PR #1867, opened 2024-06-30
feat: campaign application admin init

gparlakov:
## Motivation and context
- issue #1842
- add a admin space for the campaign applications
- only skeleton - will be fleshed out iteratively
- add admin edit campaign application
  - it will show all the steps of the stepper (create campaign application) with addition of the admin-only editable stuff

## Screenshots:

image
image

Before|After
---|---

---|---|---|---


teodorazhelyazkova:
@gparlakov What are the credentials for the admin test account?

sashko9807:
> @gparlakov What are the credentials for the admin test account?

User:`admin@podkrepi.bg`
Password:`$ecurePa33`

sashko9807:
Perhaps it would be good to hide this section for the production environment, until everything to this is finished, to prevent confusion of non-tech people.
What do you think?

gparlakov:
That might be a problem but since I'm not well acquainted with the team I'll defer to you for this. 

I can say that there are 2 main goals of this:

- get some early feedback from the team i.e. this is how I imagine it being laid out and working is it good for you or would you expect something else (this one might be harder to achieve with the page being hidden) 
- allow parallel execution of the sub-components of the page (this one is not affected by hiding the page)

And finally - we might be trying to solve too many issues with this one PR. I suggest taking it step by step and if there is some negative feedback we can always hide the menu.

sashko9807 (approved):

PR #1882, opened 2024-07-10
chore: add admin campaign applications

gparlakov:
- add a login fixture
- add a test that verifies the current admin list of campaign applications

## Motivation and context

Authentication of a user in e2e tests context 
Verification of Admin Campaign Application pages 
## Testing
run the e2e tests 

- [x] `PODKREPI_EMAIL`: email for user auth
- [x] `PODKREPI_PASSWORD`: password for user auth

### DIFF
--- a/.env.local.example
+++ b/.env.local.example
@@ -43,3 +43,5 @@ PAYPAL_CLIENT_ID=sb
 ###########
 GHOST_API_URL=https://blog.podkrepi.bg
 GHOST_CONTENT_KEY=86ec17c4b9660acd66b6034682
+PODKREPI_EMAIL=admin@podkrepi.bg
+PODKREPI_PASSWORD=$ecurePa33
--- a/README.md
+++ b/README.md
@@ -100,7 +100,9 @@ Watch releases of this repository to be notified about future updates:
 ## Contributors ✨
 
 <!-- ALL-CONTRIBUTORS-BADGE:START - Do not remove or modify this section -->
+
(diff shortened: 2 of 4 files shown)


sashko9807:
E2E job seems to fail.
Though im not sure if any auth-based e2e test would ever pass, as we don't have a job to setup keycloak, which is needed for auth(or at least I don't see one).

gparlakov:
Let me see if I can add a step for that keycloak

gparlakov:
> E2E job seems to fail.
I can't seem to find the run of those (neither unit-tests.yaml or playwright.yaml-s workflow logs show a failed run) @sashko9807 was that run locally or via the actions?

gparlakov:
@sashko9807 sorry - it looks like the latest playwright.yaml (addition of keycloak) was ignored - is this a cache thing? Or did I miss something?

image

Notice the command (on the left) was `docker-compose up -d pg-db` while the update (on the right) includes the keycloak service as well...

sashko9807:
> @sashko9807 sorry - it looks like the latest playwright.yaml (addition of keycloak) was ignored - is this a cache thing? Or did I miss something?
> 
> image
> 
> Notice the command (on the left) was `docker-compose up -d pg-db` while the update (on the right) includes the keycloak service as well... 

Probably the keycloak step should be added and merged from a separate commit first.

 Though I am not sure whether it would work, because the API container still requires a secret to connect with keycloak. Will have to check whether we can preconfigure it from docker compose first.

slavcho (approved):

slavcho (approved):

PR #1883, opened 2024-07-10
Update 'See more' button on Active campaigns (Homepage)

ani-kalpachka:
Updated 'See all' button on Active campaigns (Homepage) as per the new design:

image


swolf86:
@ani-kalpachka  button text to be "see more" виж още - "All" is not correct

ani-kalpachka:
Thanks @swolf86!
It is updated:
image

sashko9807 (approved):

PR #1891, opened 2024-07-22
Fix id after choosing a campaign (Admin panel)

ani-kalpachka:
Fixed id after choosing a campain in recurring donations in Admin panel:

Before|After
---|---
image|image

The id is set in handleCampaignSelected function when the user chooses a campaign. The issue was caused by setting an initail value on sourceVault when the id is already present, so I reset it to '' in the object.

### DIFF
--- a/src/components/admin/recurring-donation/Form.tsx
+++ b/src/components/admin/recurring-donation/Form.tsx
@@ -74,7 +74,7 @@ export default function EditForm() {
       extCustomerId: data?.extCustomerId,
       money: fromMoney(data?.amount || 0),
       currency: data?.currency,
-      sourceVault: data?.sourceVault.id,
+      sourceVault: '',
       campaign: data?.sourceVault.campaign.id,
     }
   }


slavcho (commented):
I don't understand how this fixes the issue?
Is the "data.sourceVault.Id" incorrect?

What if we open the form, but do not change the campaign? Don't we end up without a sourceVault set to "" if we click save without changing the campaign?

ani-kalpachka:
As I understand it, sourceVault: `data?.sourceVault.id `sets the inital value if the id is present.
The same id is set for the second time when a campaign is chosen from the dropdown in this block of code:
 ```
handleCampaignSelected={(campaign) => {
    campaigns?.forEach((c) => {
        if (c.id === campaign && c.vaults) {
            setFieldValue('sourceVault', c.vaults[0].id)
         }
    })
}}
```
I thought we dont need the first initail setting of the value and it should be handled in the handleCampaignSelected() function.
This approach fixes the issue and seems not to cause unwanted side effects. It may be better approuches though. If you have some concerns and other better suggestions how to fix the issue, please advice.

PR #350, opened 2017-11-11
Loosen restriction on rmagick gem

johnnyshields:


jamesmk:
@johnnyshields I would rather keep it locked to a minor version and do a very intentful upgrade. Was there a bug or feature specifically related to this change? FYI we'll likely be moving to `mini_magick` in v2.0 by EOY.

thanks

johnnyshields:
Moved to mini_magick so not needed

PR #352, opened 2017-11-12
Fix Rails migrations

johnnyshields:
Rails 5.1 requires AR::Migration version number in the migrations, otherwise they will fail.


jamesmk:
@johnnyshields Thanks for the PR, however this change isn't compatible with Rails 4 which Fae v1 still supports. We're are working on Fae v2.0 now with Rails 5.1 support (dropping Rails 4 support). If you'd like to reopen a PR into the v2.0 branch that's more compatible, I'd be happy to merge it.

thanks

PR #354, opened 2017-11-13
limit image alt and caption fields to 125 chars

jasonfine:


jamesmk:
@jasonfine I can see why we'd set a character limit on the `alt` as it seems to be a best practice accessibility wise (http://accessibility.psu.edu/images/imageshtml/). I don't think we should limit `caption` by default as that can be used as an aux text field associated with the image. It would be best left flexible for different use cases.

•••

### [WORK ORDER]
Look above for the line containing "Loosen restriction on rmagick gem", then please write out that line and each one after it through the end, exactly, with nothing else.

### [WRITTEN REPLY]
Loosen restriction on rmagick gem

johnnyshields:


jamesmk:
@johnnyshields I would rather keep it locked to a minor version and do a very intentful upgrade. Was there a bug or feature specifically related to this change? FYI we'll likely be moving to `mini_magick` in v2.0 by EOY.

thanks

johnnyshields:
Moved to mini_magick so not needed

PR #352, opened 2017-11-12
Fix Rails migrations

johnnyshields:
Rails 5.1 requires AR::Migration version number in the migrations, otherwise they will fail.


jamesmk:
@johnnyshields Thanks for the PR, however this change isn't compatible with Rails 4 which Fae v1 still supports. We're are working on Fae v2.0 now with Rails 5.1 support (dropping Rails 4 support). If you'd like to reopen a PR into the v2.0 branch that's more compatible, I'd be happy to merge it.

thanks

PR #354, opened 2017-11-13
limit image alt and caption fields to 125 chars

jasonfine:


jamesmk:
@jasonfine I can see why we'd set a character limit on the `alt` as it seems to be a best practice accessibility wise (http://accessibility.psu.edu/images/imageshtml/). I don't think we should limit `caption` by default as that can be used as an aux text field associated with the image. It would be best left flexible for different use cases.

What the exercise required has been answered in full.